While the immigration risk rating affects the type of evidence required, the basic requirements for the student visas include financial capacity, English and also the meeting of the Genuine Temporary Entrant (GTE) criteria are still remaining.

Genuine temporary entrant requirement

The genuine temporary entrant (GTE) requirement is an integrity measure to ensure that the student visa programme is used as intended and not as a way for international students to maintain ongoing residency in Australia. The GTE requirement provides a useful way to help identify those applicants who are using the student visa programm for motives other than gaining a quality education.

When assessing the GTE requirement, the Department will consider

  • your circumstances
  • your immigration history
  • if you are under 18 years old, the intention of your parent, legal guardian or partner
  • any other relevant matter, which can be anything about yourself, including your family, your previous visas, your work experiences, your poststudy

The GTE is becoming more complex than before, as it is one of the main reasons many student visa applications got refused recently.
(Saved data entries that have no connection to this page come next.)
PR #5761, opened 2026-06-21
Likho plays with its ball more

SteelBlueZK:
fix for likho permanently hiding ball after first launch

### DIFF
--- a/scripts/bomberheavy.lua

Therefore, it is the best to apply for a Student Visa with a professional advice provided by a Migration Agent.

Changing courses

​If you hold a Student visa and are thinking about changing your course of study, ensure that you continue to meet all the conditions that apply to your student visa.

If you have not completed six months of your principal course (the main course of study you are undertaking) and you want to change your education provider, the ESOS National Code explains the circumstances in which this will be possible. Unless special circumstances apply, you usually need to have permission from your existing education provider to transfer to another education provider.

If your education provider does not give you permission to transfer to another education provider and you are not satisfied with the outcome, you should first use your education provider’s internal appeal process. If you are still not satisfied, you can appeal the education provider’s decision at an external complaints handling body such as the State or Territory Ombudsman or the Overseas Student Ombudsman.

If you change courses and your new Confirmation of Enrolment (CoE) for your principal course has a shorter end date, you must depart Australia or apply for a new visa within 28 days of completing your principal course or your visa might be considered for cancellation.

Students holding a Student visa (subclass 500)

If you already have a student visa and want to change your main course of study to a lower Australian Qualification Framework (AQF) level course or a non-AQF level course, you will generally need a new student visa. This requirement applies even if the course you change to is with the same education provider. You will not need to apply for a new visa if you are changing from an AQF level 10 course (doctoral degree) to an AQF 9 course (Master’s degree).

Students and the skilled migration program

If you expect to get an employment opportunity in Australia after the student visa, a good starting point is to check out the Australia skill shortages and how to go about finding employment in this country.

While many overseas students decide to apply for a permanent visa upon completing their studies, this is an entirely separate process and there is no guarantee that.

Besides, the skilled migration program is highly competitive, and the program is designed to be responsive to Australian labour market conditions. In order to qualify for skilled migration to Australia, you must nominate an occupation from the Medium and Long-term Strategic Skills List (MLTSSL).

The current Medium and Long-term Strategic Skills List is available at

http://www.visabureau.com/australia/medium-and-long-term-strategic-skills-list.aspx

Eligibility for skilled migration may be determined by the requirements in place at the time a person seeks to make their skilled migration application, regardless of whether or not they have previously been in Australia.

 

If you intend to lodge a student visa application, you are encouraged to check the document checklist based on your country of passport and education provider before lodgement, or contact Modern Migration Australia for more information. Our agents can provide you advices of choosing the right course, suitable institute and assisting with the Student Visa Application.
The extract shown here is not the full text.